Marseille – eine Schule der zweiten Chance
Von DOMINIQUE PONS *
IN Marseille ist jeder auf die eine oder andere Weise Ausländer. Die Stadt wurde von einem Phokäer namens Protis gegründet, von einem Griechen also, der 600 v. C. in der Bucht von Lakydon landete, dem König der Segobriger seine Freundschaft antrug und dessen Tochter Glyptis zur Frau nahm.1 Die Geschichte beginnt also mit einem Immigranten.
Seit damals hat sich Marseille sein Talent zur Integration und seine Toleranz bewahrt.

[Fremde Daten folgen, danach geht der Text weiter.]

PR #972, opened 2022-04-11
fix for high gpu reserved memory

ngoyal2707:
Before this change:

Training 175b on 1024 A100s:
```
"ppl": "4217.39", "wps": "105123", "ups": "0.05", "wpb": "2.09715e+06", "bsz": "1024", "num_updates": "26", "lr": "1.09091e-06", "gnorm": "40.827", "clip": "100", "train_wall": "20", "max_cuda_gb_allocated": "13.4", "max_cuda_gb_reserved": "75.4", "current_cuda_gb_allocated": "1.9", "current_cuda_gb_reserved": "75.4", "cuda_gb_free": "65.9"
```

After the change:

```
"ppl": "4217.39", "wps": "107317", "ups": "0.05", "wpb": "2.09715e+06", "bsz": "1024", "num_updates": "26", "lr": "1.09091e-06", "gnorm": "40.827", "clip": "100", "train_wall": "20", "max_cuda_gb_allocated": "13.8", "max_cuda_gb_reserved": "22.1", "current_cuda_gb_allocated": "1.9", "current_cuda_gb_reserved": "22.1", "cuda_gb_free": "65.5"
```

No idea if the approach is perfect or not, but for above use case, I am getting slightly better WPS, much better cuda gb reserved (which I can almost explain now, where its being used) and ppl matches.

plus I can train much much larger models now.

### DIFF
--- a/fairscale/nn/data_parallel/fully_sharded_data_parallel.py
+++ b/fairscale/nn/data_parallel/fully_sharded_data_parallel.py
@@ -1156,6 +1156,8 @@ class FullyShardedDataParallel(nn.Module):
         self._is_root: Optional[bool] = None
         self._streams: Dict[str, torch.cuda.Stream] = {}
         self._reducer: Optional[ReduceScatterBucketer] = None
+        self._fsdp_forward_ordering: List[nn.Module] = []
+        self._my_fsdp_instance_idx: Optional[int] = None
         for p in self.params:
             if hasattr(p, "_fp32_shard"):
                 del p._fp32_shard  # reset _init_param_attributes
@@ -1327,6 +1329,7 @@ class FullyShardedDataParallel(nn.Module):
                 m.no_broadcast_optim_state = m.no_broadcast_optim_state or (
                     (m.world_size == 1) and (m.world_size < self.world_size) and (m.process_group != self.process_group)
                 )
+                m._fsdp_forward_ordering = self._fsdp_forward_ordering
 
     def _setup_streams(self) -> None:
         """Create streams to overlap data transfer and computation."""
@@ -1386,6 +1389,10 @@ class FullyShardedDataParallel(nn.Module):
         if self._is_root and self.mixed_precision:
             args, kwargs = cast_floats_to_right_precision(True, True, *args, **kwargs)
 
+        if self not in self._fsdp_forward_ordering:
+            self._my_fsdp_instance_idx = len(self._fsdp_forward_ordering)
+            self._fsdp_forward_ordering.append(self)
+
         # If enabled, convert the input to FP32 if we are in full precision.
         # no_grad is not used because the input might be for a non-root instance,
         # which mean autograd needs to go through the conversion.
@@ -1395,6 +1402,14 @@ class FullyShardedDataParallel(nn.Module):
         # All-gather full parameters. This will also transfer FP32 parameters to
         # ``self.compute_dtype`` (e.g., FP16 if *mixed_precision* is ``True``).
         self._rebuild_full_params()
+
+        if (
+            self._fsdp_forward_ordering is not None
+            and self._my_fsdp_instance_idx is not None and self._my_fsdp_instance_idx < len(self._fsdp_forward_ordering) - 1
+        ):
+            self._fsdp_forward_ordering[self._my_fsdp_instance_idx + 1]._rebuild_full_params(
+                wait_for_all_gather=False
+            )
 
         # Register backward hooks to reshard params and reduce-scatter grads.
         # These need to be re-registered every forward pass.
@@ -1484,6 +1499,12 @@ class FullyShardedDataParallel(nn.Module):
             # overhead.
             if self.reshard_after_forward:
                 self._rebuild_full_params()
+                if (
+                    self.reshard_after_forward
+                    and self._fsdp_forward_ordering is not None
+                    and self._my_fsdp_instance_idx is not None and self._my_fsdp_instance_idx > 0
+                ):
+                    self._fsdp_forward_ordering[self._my_fsdp_instance_idx - 1]._rebuild_full_params(wait_for_all_gather=False)
             else:
                 self._use_full_params()
 
@@ -1847,7 +1868,7 @@ class FullyShardedDataParallel(nn.Module):
                     self._output_pre_backward_hook_registered.clear()
 
     @torch.no_grad()
-    def _rebuild_full_params(self, force_full_precision: bool = False) -> Optional[List[Tuple[torch.Tensor, bool]]]:
+    def _rebuild_full_params(self, force_full_precision: bool = False, wait_for_all_gather = True) -> Optional[List[Tuple[torch.Tensor, bool]]]:
         """
         Gather all shards of params.
 
@@ -1916,6 +1937,8 @@ class FullyShardedDataParallel(nn.Module):
 
         # Early exit if we already have full params and don't need full precision.
         if self.has_full_params and not force_full_precision:
+            if wait_for_all_gather:
+                torch.cuda.current_stream().wait_stream(self._streams["all_gather"])
             for p in self.params:
                 update_p_data()
             return output_tensors
@@ -1978,8 +2001,8 @@ class FullyShardedDataParallel(nn.Module):
 
                     if self.move_params_to_cpu and (self.params[0].dtype == self.compute_dtype):
                         self._free_fp16_param_shard([p])
-
-        torch.cuda.current_stream().wait_stream(self._streams["all_gather"])
+        if wait_for_all_gather:
+            torch.cuda.current_stream().wait_stream(self._streams["all_gather"])
         return output_tensors
 
     @torch.no_grad()
@@ -2047,6 +2070,7 @@ class FullyShardedDataParallel(nn.Module):
             # Storage object and unshard it in-place. For now, just resize
             # the Storage to 0 to save memory.
             free_storage_(p._full_param_padded)
+            torch.cuda.current_stream().synchronize()
 
     def local_metadata_dict(self) -> Dict[str, Any]:
         """


anj-s:
Thanks Naman! Looks great and we should definitely incorporate. Couple of questions:
1. This still uses the prefetch mechanism right? Can you explain the approach a bit.
2. Curious why the cuda_gb_free does not increase even when the reserved value decreases so drastically? Maybe we are logging something else but I would expect the value of free to be higher.

fairscale/nn/data_parallel/fully_sharded_data_parallel.py
```diff
@@ -1978,8 +2001,8 @@ def update_p_data(custom_output_tensor: Optional[torch.Tensor] = None) -> None:
 
                     if self.move_params_to_cpu and (self.params[0].dtype == self.compute_dtype):
                         self._free_fp16_param_shard([p])
-
-        torch.cuda.current_stream().wait_stream(self._streams["all_gather"])
```
anj-s, line 1982: curious about this change? Why do we condition on the boolean?

ngoyal2707:
1) Yes it is using prefetch approach, there could maybe a way to achieve above without prefetch, but I thought hard about it and couldn't see it 

2) that is just by how we log it: https://github.com/fairinternal/fairseq-py/blob/main/fairseq/trainer.py#L1060

min-xu-ai:
cc @zhaojuanmao

zhaojuanmao:
@ngoyal2707 are you disabling multiple process groups for reduce_scattter and all_gather in the backward, instead, using the backward prefetch approach here? 

PyTorch version of FSDP is doing the backward prefetch right now. This will better avoid over prefetching more layers in the backward pass using multiple process group approach

zhaojuanmao:
but will it be conflict with multi process group approach? will the backward prefetch be a config?

stephenroller:
Tried this on AWS. Find it doubles roughly WPS for my particular workload. (1700 -> 3200)

fairscale/nn/data_parallel/fully_sharded_data_parallel.py
```diff
@@ -2047,6 +2070,7 @@ def _free_full_params(self, params: Optional[List[Parameter]] = None) -> None:
             # Storage object and unshard it in-place. For now, just resize
             # the Storage to 0 to save memory.
             free_storage_(p._full_param_padded)
+            torch.cuda.current_stream().synchronize()
```
zhaojuanmao, line 2073: @ngoyal2707 I guess this helped releasing GPU reserved memory...

For @stephenroller models, were your training slowed down by high reserved memory and slow CUDA cache allocator? if so, maybe this change helped a lot...

zhaojuanmao: but I'm wondering whether this will result in regression for other models which are not suffered from high reserved memory and slow CUDA cache allocator issue

fairscale/nn/data_parallel/fully_sharded_data_parallel.py
```diff
@@ -1396,6 +1403,14 @@ def forward(self, *args: Any, **kwargs: Any) -> torch.Tensor:
...
         self._rebuild_full_params()
 
+        if (
+            self._fsdp_forward_ordering is not None
+            and self._my_fsdp_instance_idx is not None and self._my_fsdp_instance_idx < len(self._fsdp_forward_ordering) - 1
+        ):
+            self._fsdp_forward_ordering[self._my_fsdp_instance_idx + 1]._rebuild_full_params(
+                wait_for_all_gather=False
+            )
+
```
zhaojuanmao, line 1413: nice to add this forward prefetching!

fairscale/nn/data_parallel/fully_sharded_data_parallel.py
stephenroller: Yeah my jobs are fine tuned of a large pre trained model. We consistently saw on both 40gb and 80gb nodes that the memory reserved was always 99%

stephenroller:
Let's push this through

anj-s:
> Let's push this through

To push this through we need an owner who can:
1. Evaluate if we should move to the prefetch solution or if it will work with the existing 2 PG solution.
2. Fix unit tests and make sure it works for FSDP in general and not just this use case.

zhaojuanmao:
@anj-s and @stephenroller, I suspected the speedup is possibly mostly from this single sentence change "torch.cuda.current_stream().synchronize()" for @stephenroller's use case, possibly it is good to verify that. e..g, @stephenroller, just use FairScale master branch + this change "torch.cuda.current_stream().synchronize()" to your use case, and see whether there is a speed up. 

But this change is better to be optional, not be default, otherwise other FSDP use cases that are not suffered from high GPU reserved memory issue possibly will get regression.

anj-s:
> @anj-s and @stephenroller, I suspected the speedup is possibly mostly from this single sentence change "torch.cuda.current_stream().synchronize()" for @stephenroller's use case, possibly it is good to verify that. e..g, @stephenroller, just use FairScale master branch + this change "torch.cuda.current_stream().synchronize()" to your use case, and see whether there is a speed up.
> 
> But this change is better to be optional, not be default, otherwise other FSDP use cases that are not suffered from high GPU reserved memory issue possibly will get regression.

Can you explain a little bit about why you think there might be a regression?

stephenroller:
I'm not entirely sure about this. We also have large scale, not latency bound pretraining, and this change increased WPS there--when ideal reserved memory is only 25% of the node. What's clear in both cases was we were thrashing the allocator aggressively.

This could maybe be a regression for places where the full state and activations fit in memory, and the network is able to fetch faster than the compute can utilize the state. But that case is better addressed with zero2 anyway, no?

stephenroller:
@ngoyal2707 is clearly the owner and should push this through.

zhaojuanmao:
"What's clear in both cases was we were thrashing the allocator aggressively."   

==> that mostly means "torch.cuda.current_stream().synchronize()" helps here, because CUDA allocation is a async operation, it could try to allocate a large storage before completely free full parameters here. So it is trashing.  Adding this sync for your use case basically makes sure full parameters are freed before allocating. This helped reducing CUDA allocator trash. 


For the use cases that are not suffering from slow cudaAllocator, this blocking operation will wait for all pending async operations and reduce parallelizations, and thus could result in regression, no?

zhaojuanmao:
So for unblocking this effort, suggestion here is: 
1. root cause whether prefetching or cuda sync really helps here first
2. if add cuda sync, make it optional

ngoyal2707:
So I agree with everyone here. I should be the owner but honestly I still don't know if this is the best approach here and I want opinion of people who understands cuda and pytorch caching allocator better

The core reason of the issue is due to unbounded queue of launching kernels combined with multiple cuda streams.

One very simple pytorch example of this is following:

```
import torch
torch.cuda._sleep(100000000000)
for i in range(100):

    x=torch.zeros(4 * 1024 * 1024, device="cuda")
    del x
print(torch.cuda.memory_allocated())
print(torch.cuda.memory_reserved())
# print(torch.cuda.memory_snapshot())
```

above code outputs at end:
```
0
16777216
```
That means, we only reserve 16MB of memory for the 4M fp32 tensor cause its only been used by single stream, so pytorch caching allocator can just assign every time the same memory block as operations within stream are sequential.


comparing above to following:
```
import torch
s1 = torch.cuda.Stream()

torch.cuda._sleep(100000000000)

with torch.cuda.stream(s1):
     torch.cuda._sleep(100000000000)

for i in range(100):
     x=torch.zeros(4 * 1024 * 1024, device="cuda")
     x.record_stream(s1)
     torch.cuda.current_stream().wait_stream(s1)
     del x

print(torch.cuda.memory_allocated())
print(torch.cuda.memory_reserved())
# print(torch.cuda.memory_snapshot())
```
This outputs:
```
0
1677721600
```

i.e. pytorch reserves 16MB tensor for every new allocation cause each memory block is being used by both current stream and `s1` stream.


So in FSDP case, `s1` is the `all_gather` stream, which is of course running slower than CPU thread. What I don't know is, if there is any better solution than just making CPU thread wait. We can change how it waits i.e. instead of just waiting on `torch.cuda.current_stream().synchronize()`, we can change to always launch new `all_gather` once previous one is done.


So I think there possibly can be some regression, specially to very small models cause GPU can be idle while CPU thread is launching new kernels.

qingliu1111:
Want to add a data point about the performance improvement on AWS brought by this PR : ) 
I'm running fine-tuning flow for 175B model on AWS with 16 nodes (128GPU). 
* Without this PR: wps is ~ 2817.1 
* With this PR:      wps is ~ 8817.1 (almost tripled the speed!)

More context: With similar training setup we were getting wps ~12000 on Azure. For 175B model fine-tuning, this PR helps us close a lot the speed gap between Azure and AWS.

zhaojuanmao:
adding @mrshenli who is looking into pluggable cudaCacheAllocator, and hopefully can resolve this issue in general

min-xu-ai:
We probably have 2 options to move forward:

1. put this under a boolean flag
2. only make the cpu thread wait if the free memory drops under some threshold (but perhaps with a timed wait, not cuda.synchronize)

Either way, the tests need to pass. I am proposing to Ruan and Crutcher (both are new team members) to see if they can help out or not.

glample:
Hi, also wanted to report that I observe 2x training speed when using this branch over the main one (800 -> 1600 words per second)

min-xu-ai:
> Hi, also wanted to report that I observe a 2x training speed increase when using this branch over the main one (800 -> 1600 words per second)

Thanks! What's the model size and # of GPUs? Also, are you using fairseq?

glample:
Hi,

Model size is 10B parameters (48 layers, dim 4096). We are not using fairseq but a small custom implementation.

stephenroller:
I feel hiding this under a Boolean flag could be user hostile at least if defaulting to false. It can be frustrating when libraries don't do the right thing by without setting many flags.

ruanslv:
Happy to take a look at this (if no one else is actively working on it). It does seem important to find a way to merge this PR

zhaojuanmao:
> So for unblocking this effort, suggestion here is:
> 
> 1. root cause whether prefetching or cuda sync really helps here first
> 2. if add cuda sync, make it optional

@ngoyal2707 @stephenroller @min-xu-ai , just want to put another data point here from PTD FSDP experiments, we narrowed down that it is 'torch.cuda.current_stream().synchronize() right after _free_storage() ' actually helped the reserved memory reduction here. Prefetching codes do not help too much here.   

e.g. adding this line 'torch.cuda.current_stream().synchronize() right after _free_storage()' reduced high reserved GPU memory from 95% to 47% of total memory in our HF T5 8B model experiments. 

I remembered Fair Protein team also mentioned they tried this sync after _free_storage() and get reserved memory reduced, but did not understand why...

So I'm planning to push this change in the PTD FSDP version. Before making this change in PTD FSDP version, we are planning to do more experiments and see whether it has regression for other models in different setups. Meanwhile we will seek feedback from core team about implication of this change (will add you in the discussions). 

Thank you!

ruanslv:
@zhaojuanmao could you loop me into any discussions too pls? I have been looking at this PR from the FairScale side.

Unless forward() for the PTD version is different from FairScale, I would expect that simply adding synchronize() without the forward prefetching, while indeed helping to reduce reserved memory, would cause regressions in throughput.

The reason I see is that synchronize alone basically disables any kind of parallelism on forward() within a given shard, no? The code would start doing sequentially:

All-gather -> forward computation -> cuda synchronize() -> all-gather -> forward computation -> synchronize() -> ...

While currently, we kick off the next all-gather as soon as the first one is done.

Similar logic applies to backward pass I'm guessing. Any harm in keeping the prefetching?

I've been debating across two options:
(1) Keeping current prefetching, which is like a best-effort to kick off the next all-gather but may still cause some regressions if we get the order wrong and/or still under-schedule future all-gathers.
(2) Min's proposal of doing some kind of wait (timed wait or synchronize()) based on amount of reserved memory. This is more generic but finding appropriate memory thresholds could be difficult.

Tks!

zhaojuanmao:
@ruanslv no harm in keeping prefetching:) and your understanding of forward prefetching benefit sounds correct! PTD version already had forward prefetching and backward prefetching actually.... regarding PTD forward prefetching, we only allow to prefetch one all gather ahead. will add you into the discussions, thank you!

regarding your two options: 
1. seems it is important to make scheduling aligned with module execution order, possibly PTD non-recursive wrapping can help here...
2. sounds a good idea! it is better than blindly apply synchronization point, right? @mrshenli

ruanslv:
Oh I see. If PTD already has prefetching then indeed nothing else to do apart from adding synchronize() calls in order to mimic this PR's behaviour. Thanks for the clarification!

> seems it is important to make scheduling aligned with module execution order, possibly PTD non-recursive wrapping can help here...

@zhaojuanmao I would love to learn in more details the prefetching done on PTD side. I don't know what you meant by "PTD non-recursive wrapping".

A few potential flaws with the implementation in this PR, which I'm not sure are real concerns or not and, if they are, how PTD handles them:

1/ We assume the module execution order is the same across different (forward/backward) passes, given we instantiate the module list only during the first forward pass. Perhaps execution order for forward passes is always the same and based on the code, but what about backward pass? Is the computation order deterministic across different passes?

2/ Even within a single forward/backward pass, does the execution order for the backward pass actually match the one for the forward pass? Given here we are simply prefetching the previous module using the forward pass ordering.

> sounds a good idea! it is better than blindly apply synchronization point, right? 

Tricky part is finding a general memory threshold we are comfortable with and that is general enough. I'm trying some local experiments here to get a better intuition behind this, will share if I find a more concrete proposal.

ruanslv:
Second attempt at this in https://github.com/facebookresearch/fairscale/pull/1052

In nächster Nähe der Hochburgen des Front National, Marignane und Vitrolles, leben unter den 800000 Einwohnern 110000 Menschen ausländischer Herkunft. Nimmt man jene 54000 aus, die die französische Staatsbürgerschaft erhalten haben, sind es 56000, beziehungsweise 7 Prozent der Stadtbevölkerung. Der Ausländeranteil liegt insgesamt in Frankreich auf ungefähr gleichem Niveau, bei 6,3 Prozent.2
Im Hafen arbeiteten einst Docker aus mehr als dreißig Ländern. Die Bevölkerung ist bis heute durch und durch kosmopolitisch, obwohl die Stadt, worauf der Soziologe Jean Viard hinweist, zweigeteilt ist – in einen armen, geradezu bettelarmen Norden und einen ungleich reicheren, gutbürgerlichen Süden.3
Solange Marseille seine Einwohner einschließlich der Immigranten ernähren konnte, ging alles gut. Bis zur Unabhängigkeit Algeriens (18. März 1962), der die von Marokko (3. März 1956) und von Tunesien (20. Mai 1956) vorausgegangen war, gab es für jeden Arbeit – wie bescheiden auch immer – in dieser warmherzigen und einstmals auch wohlhabenden Stadt des Lichts und des Windes.
Die schon 1851 hier ansässigen 16000 Italiener fanden ohne Mühe Arbeit. 1881 waren es 57000, 1911 bereits 97000, und bis heute wächst ihre Zahl. In der Mehrzahl Arbeiter, bezogen sie die Viertel im Norden der Stadt. Sie wurden gebraucht. Allerdings brachen zuweilen auch Haß und Gewalt hervor: Bei der sogenannten „italienischen Vesper“4 im Juni 1881 gab es innerhalb von nur drei Tagen mindestens drei Tote und fünfundzwanzig Verletzte.
Schon im 18. Jahrhundert lebten hier Armenier. Auf der Flucht vor dem von den Türken 1915-1916 verübten Genozid kamen sie zu Tausenden nach Marseille. „Sie waren arm und sprachen kein Französisch“, sagt Garo Hovsépian von der armenischen Volksgruppe. „Eigentlich haben sie sich eher assimiliert als integriert, denn ihre Schulen, ihre Religion und ihre Wurzeln haben sie behalten.“ 80000 leben im Ballungsraum Marseille, und viele von ihnen haben den sozialen Aufstieg geschafft.
Anders verlief die Geschichte der Maghrebiner. Waren die ersten Algerier 1907 nach Marseille „importiert“ worden, um die Streiks der italienischen Arbeiter zu brechen, wurden sie nach 1947 von der französischen Regierung offen ermutigt, ins Mutterland zu kommen: Das Nachkriegs-Frankreich hatte Bedarf an billigen Arbeitskräften. Marseille setzte auf Expansion. Die Bauarbeiten an den Industrie- und Hafenanlagen von Fos-sur-Mer begannen 1964; 1969 wurde dort eine bedeutende Eisen- und Stahlindustrie angesiedelt.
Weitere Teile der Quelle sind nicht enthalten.